Questa istituzione, è un museo specializzato di tipo “territoriale”, appartenente a quella categoria di musei sorti per testimoniare la storia e la vita socio-economica di un ben determinato territorio, di una città, che aveva impostato il proprio sviluppo sulla prospera attività della lavorazione della lana. Il territorio è la Valle del Liri che, a metà Ottocento, era descritta come: “...un vasto e quasi unico opificio”.

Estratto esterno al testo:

PR #2624, opened 2023-12-06
Remove compute-sanitizer --tool=synccheck from AT

tcclevenger:
The `synccheck` tool tests the use of CUDA synchronization primitives `__syncwarp()` and `__syncthreads()`, which we do not use directly in EAMxx code. Kokkos' CUDA back end obviously makes extensive use of these, but in the AT we are pretty much exclusively getting false and/or non-reproducible fails with this specific `compute-sanitizer` test. So I propose removing from the AT. This PR would leave it as a test def in `test_all_scream` so we could easily add back or run manually (`-t css`) if we wanted to.

Thoughts? Objections?

### DIFF
--- a/components/eamxx/scripts/jenkins/jenkins_common_impl.sh
+++ b/components/eamxx/scripts/jenkins/jenkins_common_impl.sh
@@ -121,7 +121,7 @@ if [ $skip_testing -eq 0 ]; then
       fi
 
       if [[ "$SCREAM_MACHINE" == "weaver" ]]; then
-        ./scripts/gather-all-data "./scripts/test-all-scream -t csm -t csr -t csi -t css ${TAS_ARGS}" -l -m $SCREAM_MACHINE
+        ./scripts/gather-all-data "./scripts/test-all-scream -t csm -t csr -t csi ${TAS_ARGS}" -l -m $SCREAM_MACHINE
         if [[ $? != 0 ]]; then
           fails=$fails+1;
           memcheck_fail=1


bartgol:
I'm not entirely sure we want to remove this. I think an error that synccheck could catch is something like this
```
  Kokkos::parallel_for(Kokkos::TeamVectorRange(team,N),[&](int k) {
     if (N==0) {
       team.team_barrier();
     }
  });
```
Even though we don't use the native CUDA sync functions, we can still use Kokkos syncronization utils badly...

One may argue that this kind of errors is unlikely to happen, since the code is obviously wrong. But the one above is of course an oversimplification; the code inside the if statement may call a utility funciton, which was designed to not be called from inside a TeamVectorRange... This scenario is not so remote, especially for the common physics utility functions, where we have 2+ versions of the same utility, each meant to be called from a different context (i.e., within or outside a pfor).

ambrad:
I agree with Luca. Are we sure the AT failures are false positives?

tcclevenger:
The last error looked like this
```
[weaver3:2484085:0:2484093] Caught signal 11 (Segmentation fault: address not mapped to object at address 0x70)
==== backtrace (tid:2484093) ====
 0  /projects/ppc64le-pwr9-rhel8/tpls/ucx/1.13.1/gcc/11.3.0/base/jx6zoju/lib/libucs.so.0(ucs_handle_error+0x354) [0x200005267f24]
 1  /projects/ppc64le-pwr9-rhel8/tpls/ucx/1.13.1/gcc/11.3.0/base/jx6zoju/lib/libucs.so.0(+0x380b0) [0x2000052680b0]
 2  /projects/ppc64le-pwr9-rhel8/tpls/ucx/1.13.1/gcc/11.3.0/base/jx6zoju/lib/libucs.so.0(+0x38544) [0x200005268544]
 3  linux-vdso64.so.1(__kernel_sigtramp_rt64+0) [0x2000000604d8]
 4  /projects/ppc64le-pwr9-rhel8/tpls/cuda/11.8.0/gcc/11.3.0/base/ztdfrze/compute-sanitizer/libsanitizer-collection.so(+0x450a2c) [0x2000004d0a2c]
 5  /projects/ppc64le-pwr9-rhel8/tpls/cuda/11.8.0/gcc/11.3.0/base/ztdfrze/compute-sanitizer/libsanitizer-collection.so(+0x441b34) [0x2000004c1b34]
 6  /projects/ppc64le-pwr9-rhel8/tpls/cuda/11.8.0/gcc/11.3.0/base/ztdfrze/compute-sanitizer/libsanitizer-collection.so(+0x43ee88) [0x2000004bee88]
 7  /projects/ppc64le-pwr9-rhel8/tpls/cuda/11.8.0/gcc/11.3.0/base/ztdfrze/compute-sanitizer/libsanitizer-collection.so(+0x450f14) [0x2000004d0f14]
 8  /projects/ppc64le-pwr9-rhel8/tpls/cuda/11.8.0/gcc/11.3.0/base/ztdfrze/compute-sanitizer/libsanitizer-collection.so(+0x450f60) [0x2000004d0f60]
 9  /projects/ppc64le-pwr9-rhel8/tpls/cuda/11.8.0/gcc/11.3.0/base/ztdfrze/compute-sanitizer/libsanitizer-collection.so(+0x44b698) [0x2000004cb698]
10  /projects/ppc64le-pwr9-rhel8/tpls/cuda/11.8.0/gcc/11.3.0/base/ztdfrze/compute-sanitizer/libsanitizer-collection.so(+0x44bc14) [0x2000004cbc14]
11  /projects/ppc64le-pwr9-rhel8/tpls/cuda/11.8.0/gcc/11.3.0/base/ztdfrze/compute-sanitizer/libsanitizer-collection.so(+0x44b154) [0x2000004cb154]
12  /projects/ppc64le-pwr9-rhel8/tpls/cuda/11.8.0/gcc/11.3.0/base/ztdfrze/compute-sanitizer/libsanitizer-collection.so(+0x1c36b0) [0x2000002436b0]
13  /projects/ppc64le-pwr9-rhel8/tpls/cuda/11.8.0/gcc/11.3.0/base/ztdfrze/compute-sanitizer/libsanitizer-collection.so(+0x6f92a0) [0x2000007792a0]
14  /lib64/glibc-hwcaps/power9/libpthread-2.28.so(+0x9678) [0x2000033f9678]
15  /lib64/glibc-hwcaps/power9/libc-2.28.so(clone+0x74) [0x200003d68738]
=================================
========= Error: process didn't terminate successfully
=========     The application may have hit an error when dereferencing Unified Memory from the host. Please rerun the application under cuda-gdb or a host debugger to catch host side errors.
========= Target application returned an error
========= ERROR SUMMARY: 0 errors
--------------------------------------------------------------------------
Primary job  terminated normally, but 1 process returned
a non-zero exit code. Per user-direction, the job has been aborted.
--------------------------------------------------------------------------
--------------------------------------------------------------------------
mpiexec detected that one or more processes exited with non-zero status, thus causing
the job to be terminated. The first process to do so was:

  Process name: [[11151,1],0]
  Exit code:    1
--------------------------------------------------------------------------

```

If I remember correctly this is how they have all gone. At least searching slack eamxx channel for "synccheck", the last 3 have all been this type of failure.
https://my.cdash.org/test/107625543
https://my.cdash.org/test/100458179
https://my.cdash.org/test/108579964

This type of fail can also happen in memcheck and the others, but seems to be much more common in synccheck. That said, I expected to search and find more times this happened, so maybe this is not as much of an issue as I thought. I don't mind closing the PR. Maybe I'll see if I can trigger an error using Luca's idea.

bartgol:
Yeah, I think that error points to some issue unrelated to threads synchronization. And google-ing a bit, I see other folks struggling with this sort of error when using compute-sanitizer. So maybe it's an issue in the tool itself

ambrad:
I think we should keep this tool running and just be aware that this seg fault issue might be a problem for a while.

La città al centro di questo contesto industriale era Arpino, dove si producevano i famosi "Panni" e ben 32 lanifici davano lavoro a circa 7000 persone, la metà di tutta la popolazione. A questa prima grande realtà, se ne aggiungeva un'altra incentrata sul lavoro a domicilio, fatto di tessitori che lavoravano in proprio, di piccoli produttori autonomi, che organizzavano la lavorazione nelle abitazioni con passaggi da un lavoratore ad un’altro. Le due realtà cooperavano ed interagivano tra loro e se alla fine del '700 Arpino vantava una produzione calcolata in 8.000 pezze di panni lana l'anno di ottima qualità, nel 1845 la produzione era salita a ben 20.000 delle 36.000 pezze prodotte nella Valle del Liri e delle 54.000 dell'intero Regno.

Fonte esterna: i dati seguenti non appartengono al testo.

PR #2626, opened 2023-12-07
Fix 2 bugs in how IO (output) handles AVG pressure sliced vars

AaronDonahue:
Fix two bugs in IO regarding average tracking and sliced output.
    
    This commit fixes two bugs in how we handle average snap tracking
    in cases where sliced output is one of the fields.
    
      1. We were not automatically tracking the number of filled values
         in cases where fields where output on a set pressure level.
         This would result in some columns being the average of the Fill
         Value and real values.
    
      2. When tracking the fill values we were using a single tracking
         field for all outputs on the same layout.  This would result
         in sliced outputs causing other 2D fields (ncol) to also be
         masked, even when they shouldn't have been.  The most direct
         example would be surface pressure.

### DIFF
--- a/components/eamxx/src/share/io/scorpio_output.cpp
+++ b/components/eamxx/src/share/io/scorpio_output.cpp
@@ -846,7 +846,7 @@ void AtmosphereOutput::register_views()
   reset_dev_views();
 }
 /* ---------------------------------------------------------- */
-void AtmosphereOutput::set_avg_cnt_tracking(const std::string& name, const std::string& name_ext, const FieldLayout& layout)
+void AtmosphereOutput::set_avg_cnt_tracking(const std::string& name, const std::string& avg_cnt_suffix, const FieldLayout& layout)
 {
     // Make sure this field "name" hasn't already been regsitered with avg_cnt tracking.
     // Note, we check this because some diagnostics need to have their own tracking which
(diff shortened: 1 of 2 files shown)


AaronDonahue:
ugg.... I think this got messed up in the log history when I squashed two commits.  Let me fix.

components/eamxx/src/share/io/scorpio_output.cpp
```diff
@@ -839,10 +839,28 @@ void AtmosphereOutput::register_views()
...
+      return;
+    }
+    // Now create and store a dev view to track the averaging count for this layout (if we are tracking)
+    // We don't need to track average counts for files that are not tracking the time dim
+    const auto size = layout.size();
     const auto tags = layout.tags();
     auto lt = get_layout_type(tags);
     if (m_add_time_dim && m_track_avg_cnt) {
-      std::string avg_cnt_name = "avg_count_" + e2str(lt);
+      std::string avg_cnt_name = "avg_count_" + e2str(lt) + "_" + name_ext;
```
bartgol, line 863: If `name_ext=""`, which is the case for all but the `FieldAtPressureLevel` diagnostic, you get two underscores in the name (one here, and one from the for loop below). Can we jsut do `+ e2str(lt) + name_ext`, and put the underscore in the `name_ext` when it's computed (if not empty)?

bartgol: Also, maybe `name_ext` is not super self-explanatory. How about "avg_cnt_suffix"?

bartgol: Also, since we add the tag names to `avg_cnt_name` below, we can keep the name shorter and not add `e2str(lt)` maybe? It doesn't add any info not already in the list of tags...

bartgol (commented):
I got some appearance comments. Feel free to disregard them.

components/eamxx/src/share/io/scorpio_output.cpp
AaronDonahue: all good points.  I'll make the changes..

bartgol (approved):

Numeri estremamente indicativi che, nonostante la ristrettezza del mercato di quegli anni, dimostrano come "L'Arte della Lana" sia stata per Arpino e per il territorio limitrofo, importante e predominante, il cui ricordo è rappresentativo di un'epoca fiorente, che ha lasciato tracce indelebili nel tessuto urbanistico cittadino. Una piccola ridente città "industriale" ed "industriosa", così doveva apparire Arpino, come del resto tutta la Valle del Liri, che così descriveva Matteo De Agustinis: "Il cielo era puro e fresco come le acque del Liri e del Fibreno, la popolazione è valida e ben fatta.. di vago ridente aspetto, industriosa ed acconcia ad ogni maniera di lavoro." La grande crisi, però, era alle porte e le cause furono molteplici, ma dovute soprattutto sia alla mancata riconversione tecnologica degli opifici, che risultavano sempre più deboli e tecnologicamente arretrati, tanto che i grandi produttori arpinati (Manna, Polsinelli, Pelagalli), avevano preferito investire in nuove strutture ad Isola del Liri, dove il fiume offriva la possibilità di attivare motori idraulici, e sia soprattutto, alla prossima fine del protezionismo. La nuova Italia sabauda portò, con le idee del Cavour, la fine del protezionismo borbonico e la liberista tariffa piemontese che determinò il tracollo di tutta l'industria meridionale, tracollo che, ad Arpino inizialmente fu lento, ma sempre più progressivo ed inesorabile con il trascorrere del tempo, delle 82 unità produttive (25 grandi e 57 piccole e piccolissime), che si contavano poco prima del 1861, a distanza di circa settant'anni, solo tre erano i lanifici attivi.

Oggi, il Museo si propone come struttura dinamica in grado di fornire ai visitatori specifiche conoscenze che, oltre a far rivivere e ricordare una pagina gloriosa (anche se a volte dura e spietata della nostra misconosciuta storia), ci consente di restituire, attraverso gli attrezzi ed i macchinari esposti, quel sapere produttivo che essi stessi conservano e devono ricordare, il sapere del contesto.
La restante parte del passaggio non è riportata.